My name is Ekene and I am a filmmaker. Whenever I introduce myself like that, it elicits different reactions from people. Amongst Nigerians, you can see it on their faces when they smile and say, “oh! Those people who make those juju films”. Sometimes, they call them ‘substandard’ or ‘terrible quality’ or ‘poor story telling’ movies.

I can understand what they are trying to say. That how I thought years ago until I got more information. They are comparing our movies with the Hollywood movies, which is what they watch at the cinemas. About 90% of the movies screened at Nigerian cinemas are Hollywood movies. People ask things like, “when will you guys start making movies like the guys in Hollywood do?”

I realized that a lot of people in the upper and middle class in Nigeria don’t watch Nigerian movies. This could be due to the fact that their only thinking of Nigerian movies comes from what they used to see years ago… without realising a lot has changed. They prefer to watch American series and movies and wonder why we can’t make it like the Americans do.

The American film industry is over 100 years old. They also had a time when they made movies that people felt were not that good. The average amount of money it takes a studio just to market a movie in Hollywood is about $40 million, without production cost. So, it’s not right to expect that a house built with that amount, and the one built with $20,000 would look alike.

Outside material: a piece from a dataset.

PR #3113, opened 2026-05-26
perf(beacondb): add validator set cache to  avoid full scan in GetValidators

fridrik01:
I noticed `devnet-core` blocktimes degraded from 2s to ~14s after running for ~6 days. CPU profiling (`go tool pprof`) showed almost 50% of CPU was spent in `GetValidators()`. This method  iterates all validators from PebbleDB on every call, and is called multiple times per block.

The reason why we can’t spend beyond what we spend now is also because we know how much return it would make. Isn’t it unwise to make a movie for $100,000 when the average amount a Nigerian movie makes in returns is less than $40,000? Americans did not start that industry by spending millions on a movie. They grew to where they are. Americans can afford to spend 100 million to make a movie because they know the movie would open in over 100,000 screens with different slots per day and about 200 seats per screen.

Do the math, compared to about 20 + cinemas here. We know we have a passion for filmmaking, but it’s also what we use to feed our families, send our kids to good schools and pay the bills.

As they ask why we can’t be like Hollywood, what they fail to realise is that we don’t plan to be like Hollywood. It makes no sense for us to try and copy Hollywood. If there’s anything we want to be like that resembles Hollywood, it’s their distribution network and how they have been able to get their movies to all ends of the earth. This is responsible for how much money they earn each time they make a movie. Nothing else!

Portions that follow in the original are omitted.